The problem is that we handle any -export arguments or directives here: https://github.com/llvm/llvm-project/blob/llvmorg-20.1.1/lld/COFF/Driver.cpp#L2483-L2503

This makes sure that each -export symbol actually gets added as a GC root, requiring resolving the symbol etc.

However in this case, we only end up pulling the other object file later, through resolveRemainingUndefines() here: https://github.com/llvm/llvm-project/blob/llvmorg-20.1.1/lld/COFF/Driver.cpp#L2641-L2645 https://github.com/llvm/llvm-project/blob/llvmorg-20.1.1/lld/COFF/SymbolTable.cpp#L455-L496

In this case, the undefined __imp_other symbol forces pulling in the symbol other from the static library. And this brings in more object files that add new -export directives, which then don't get the treatment above for loading the symbol for the exports, which then crashes at the writer stage, when the Export::sym field is null.

This obviously isn't great. There's lots of ugly and kludgey ways to work around it, I'm wondering what is the best one (or least ugly). CC @rnk @aganea @nico @cjacek who are familiar with these bits of the linker.

(To be clear, I'm not sure I have time to invest in trying to fix this right now, so feel totally free to pick it up.)

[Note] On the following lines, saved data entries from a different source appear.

PR #720, opened 2023-05-05
Add optimizations for CI tests

KolbyML:
### What was wrong?
The CI takes so long most of this is just building libraries!

The cause? The mass amount of libraries Rust projects use as a side affect of an easy to use package manager!!!
### How was it fixed?

1. By adding [Mozilla'a sccache](https://github.com/mozilla/sccache) library.
2. Splitting lint-build-test CI into lint, build, and test

### Before
image
### After
image

### To-Do

- [x] Clean up commit history


ogenev (approved):
Nice improvement! :+1:

PR #725, opened 2023-05-09
Launch beacon portal network

ogenev:
### What was wrong?
We want to launch the beacon chain network

### How was it fixed?
This PR launches the beacon portal network **without** RPC support when "beacon" is included in the `networks` cli flag.

To enable RPC for the beacon network, we need first to refactor how JSON-RPC server endpoints are initialized based on the networks launched, which will follow in a separate PR.

### To-Do

- [x] Clean up commit history

### DIFF
--- a/portalnet/src/events.rs
+++ b/portalnet/src/events.rs
@@ -15,6 +15,8 @@ pub struct PortalnetEvents {
     pub history_overlay_sender: Option<mpsc::UnboundedSender<TalkRequest>>,
     /// Send overlay `TalkReq` to state network
     pub state_overlay_sender: Option<mpsc::UnboundedSender<TalkRequest>>,
+    /// Send overlay `TalkReq` to beacon network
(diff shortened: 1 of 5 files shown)


portalnet/src/events.rs
```diff
@@ -59,6 +63,18 @@ impl PortalnetEvents {
...
+                ProtocolId::Beacon => {
+                    match &self.beacon_overlay_sender {
+                        Some(tx) => {
+                            if let Err(err) = tx.send(request) {
+                                error!(
+                                    "Error sending discv5 talk request to beacon network: {err}"
+                                );
+                            }
+                        }
+                        None => warn!("Beacon event handler not initialized!"),
```
njgheorghita, line 75: Seems like this case might be worthy of an `error!`? eg a mistake has been made somewhere in the user's config / our architecture if a user tries to send a beacon msg and the subnetwork is not available

njgheorghita (approved):
👍

Issue #708, opened 2023-04-28
 `historyRecursiveFindNodes` endpoint takes too long to return a result


pipermerriam:
### What is wrong

The default http client for the portal JSON-RPC API provided by the `ethportal-api` crate ends up with a timeout during most calls to `historyRecursiveFindNodes`

### How can it be fixed

I'm guessing there's a default timeout parameter that needs to be extended to allow the http request to hang longer waiting for the response....

ogenev:
`ethportal-api` doesn't provide a default HTTP client,  it exposes API traits for the jsonrpsee HTTP clients to have information for all available endpoints.

Users of  `ethportal-api` are expected to create their own jsonrspee HTTP clients and they can set the timeout with [request_timeout](https://docs.rs/jsonrpsee-http-client/0.18.1/jsonrpsee_http_client/struct.HttpClientBuilder.html#method.request_timeout).

pipermerriam:
I still think there's a fix needed here since it appears that the client defaults aren't sufficient to use the client with `trin`.  Which suggests that maybe the thing that needs to be fixed is the response times on the `historyRecursiveFindNodes` endpoint so that it reliably returns in under the default request timeout?

KolbyML:
I am going to look into this since I am going through all the history RPC's anyways, @ogenev let me know if you want to look into it and that is fine.

I am going to implement history* ``add_enr``, ``get_enr``, ``delete_enr``, ``lookup_enr`` so I might as well also look into this

KolbyML:
@pipermerriam Could you send a few lines of the log with that error? I am interested in what you get for the "x: *" the star part.

PR #726, opened 2023-05-09
fix ``historyRecursiveFindNodes`` endpoint taking too long to return

KolbyML:
### What was wrong?
fix https://github.com/ethereum/trin/issues/708 supersedes https://github.com/ethereum/trin/pull/698 since this resolves the root of the problem
### How was it fixed?
By changing our ``query_peer_timeout`` from 10s to 2s.

Our recursiveFindNode code is heavily based off sigp/discv5 implementation. The biggest difference? Our ``query_peer_timeout`` is set 5 times higher. 

Our ``query_timeout`` is 60 seconds with 3 allowed async queries. The issue is if we ping 3 bad nodes that means 1/6th of our query time is gone. So worst case we can only make 18 queries. Where as if we match the timeout our implementation is based off of, of 2s our worst case is 90.

    /// The timeout after which a `QueryPeer` in an ongoing query is marked unresponsive.
    /// Unresponsive peers don't count towards the parallelism limits for a query.
    /// Hence, we may potentially end up making more requests to good peers. Default: 2 seconds.
    ^ Taken from the doc in sigp/dicv5 our base implementation for ours
   Having a lower timeout means we will accept there response if they do respond, we just get to make more calls to responsive nodes since they will no longer count towards are parallelism limit
   
   
Also having a high peer_timeout will prevent the call from returning since we wait have longstanding waiting requests 
```
                        // The query is still waiting for a result from a peer and the
                        // `result_counter` did not yet reach `num_results`. Therefore
                        // the query is not yet done, regardless of already successful
                        // queries to peers farther from the target.
                        result_counter = None;
```
                       
So this resolves that
### To-Do

- [x] Clean up commit history

### DIFF
--- a/Cargo.lock
+++ b/Cargo.lock
@@ -6879,7 +6879,6 @@ dependencies = [
  "tokio",
  "tracing",
  "tracing-subscriber",
- "trin-beacon",
  "trin-bridge",
  "trin-history",
  "trin-state",
--- a/newsfragments/726.fixed.md
+++ b/newsfragments/726.fixed.md
@@ -1,0 +1,1 @@
+fix ``historyRecursiveFindNodes`` endpoint taking too long to return
--- a/portalnet/src/find/iterators/query.rs
+++ b/portalnet/src/find/iterators/query.rs
@@ -58,7 +58,7 @@ impl Default for QueryConfig {
         Self {
             parallelism: 3,
             num_results: 20,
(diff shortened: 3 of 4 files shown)


mrferris (approved):
> The issue is if we ping 3 bad nodes that means 1/6th of our query time is gone.

Good catch! Not sure what the reasoning for the 10 change was at the time. 

🚀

@jlsantiago0 As a way to avoid the issue, I would recommend that your static libraries wouldn't contain dllexport attributes, and that code referencing them don't expect them to be dllimported. In this case, your libzmq.lib(libzmq_la-zmq_utils.o) references __imp_crypto_box_keypair, while sodium.lib(libsodium_la-crypto_box.o) contains crypto_box_keypair, and other object files within sodium.lib contain -EXPORT: directives. Either omitting the -EXPORT: directives there, or making zmq reference sodium without the dllimport, should avoid hitting this bug.

@aganea
Copy link
Member

aganea commented Apr 3, 2025

It seems MSVC link.exe bails out with LNK2019 before even reaching the writing stage, we should probably do the same in LLD.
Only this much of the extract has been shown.